Exercise instructions :: When you reach the line that contains "refinement does not, because" in the data below, start reproducing lines exactly, and stop after the line that contains "message reports pinned".

Records for the exercise ::

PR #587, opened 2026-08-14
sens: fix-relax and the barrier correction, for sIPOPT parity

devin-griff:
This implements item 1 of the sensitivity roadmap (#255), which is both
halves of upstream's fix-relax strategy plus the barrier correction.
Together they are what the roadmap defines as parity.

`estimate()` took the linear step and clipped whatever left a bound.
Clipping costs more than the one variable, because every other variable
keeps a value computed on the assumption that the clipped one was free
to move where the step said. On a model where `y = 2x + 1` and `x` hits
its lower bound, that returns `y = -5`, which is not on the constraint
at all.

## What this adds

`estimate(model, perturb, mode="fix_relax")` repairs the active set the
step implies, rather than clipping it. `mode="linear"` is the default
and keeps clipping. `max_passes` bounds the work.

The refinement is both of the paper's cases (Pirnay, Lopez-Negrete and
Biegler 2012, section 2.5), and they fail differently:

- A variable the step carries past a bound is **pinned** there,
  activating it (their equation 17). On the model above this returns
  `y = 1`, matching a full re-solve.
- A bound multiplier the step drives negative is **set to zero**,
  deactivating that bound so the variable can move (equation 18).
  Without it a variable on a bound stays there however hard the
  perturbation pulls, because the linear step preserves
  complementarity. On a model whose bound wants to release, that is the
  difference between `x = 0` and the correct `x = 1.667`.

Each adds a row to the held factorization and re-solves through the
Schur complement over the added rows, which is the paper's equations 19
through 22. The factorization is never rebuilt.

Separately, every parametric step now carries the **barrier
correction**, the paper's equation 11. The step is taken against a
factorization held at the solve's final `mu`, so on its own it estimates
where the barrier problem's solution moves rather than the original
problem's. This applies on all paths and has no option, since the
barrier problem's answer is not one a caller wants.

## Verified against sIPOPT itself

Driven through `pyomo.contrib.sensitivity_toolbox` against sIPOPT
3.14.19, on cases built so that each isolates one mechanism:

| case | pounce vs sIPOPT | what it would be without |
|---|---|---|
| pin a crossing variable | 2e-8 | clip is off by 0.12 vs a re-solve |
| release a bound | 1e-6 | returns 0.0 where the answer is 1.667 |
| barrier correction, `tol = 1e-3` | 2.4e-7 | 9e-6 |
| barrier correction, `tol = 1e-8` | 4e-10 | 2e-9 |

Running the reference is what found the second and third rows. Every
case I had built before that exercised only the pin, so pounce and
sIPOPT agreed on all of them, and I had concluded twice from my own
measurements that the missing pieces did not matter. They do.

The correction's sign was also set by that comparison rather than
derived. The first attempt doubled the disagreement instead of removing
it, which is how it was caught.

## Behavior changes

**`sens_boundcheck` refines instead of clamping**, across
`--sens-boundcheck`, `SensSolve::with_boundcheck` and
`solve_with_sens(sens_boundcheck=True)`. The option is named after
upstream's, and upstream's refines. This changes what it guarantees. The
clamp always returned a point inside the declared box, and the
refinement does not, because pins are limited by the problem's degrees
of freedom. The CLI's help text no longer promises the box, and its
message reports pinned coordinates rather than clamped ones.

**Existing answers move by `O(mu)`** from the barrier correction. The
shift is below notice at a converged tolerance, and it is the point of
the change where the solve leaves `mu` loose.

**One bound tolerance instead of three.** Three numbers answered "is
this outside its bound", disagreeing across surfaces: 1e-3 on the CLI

Answer to this problem ::
refinement does not, because pins are limited by the problem's degrees
of freedom. The CLI's help text no longer promises the box, and its
message reports pinned coordinates rather than clamped ones.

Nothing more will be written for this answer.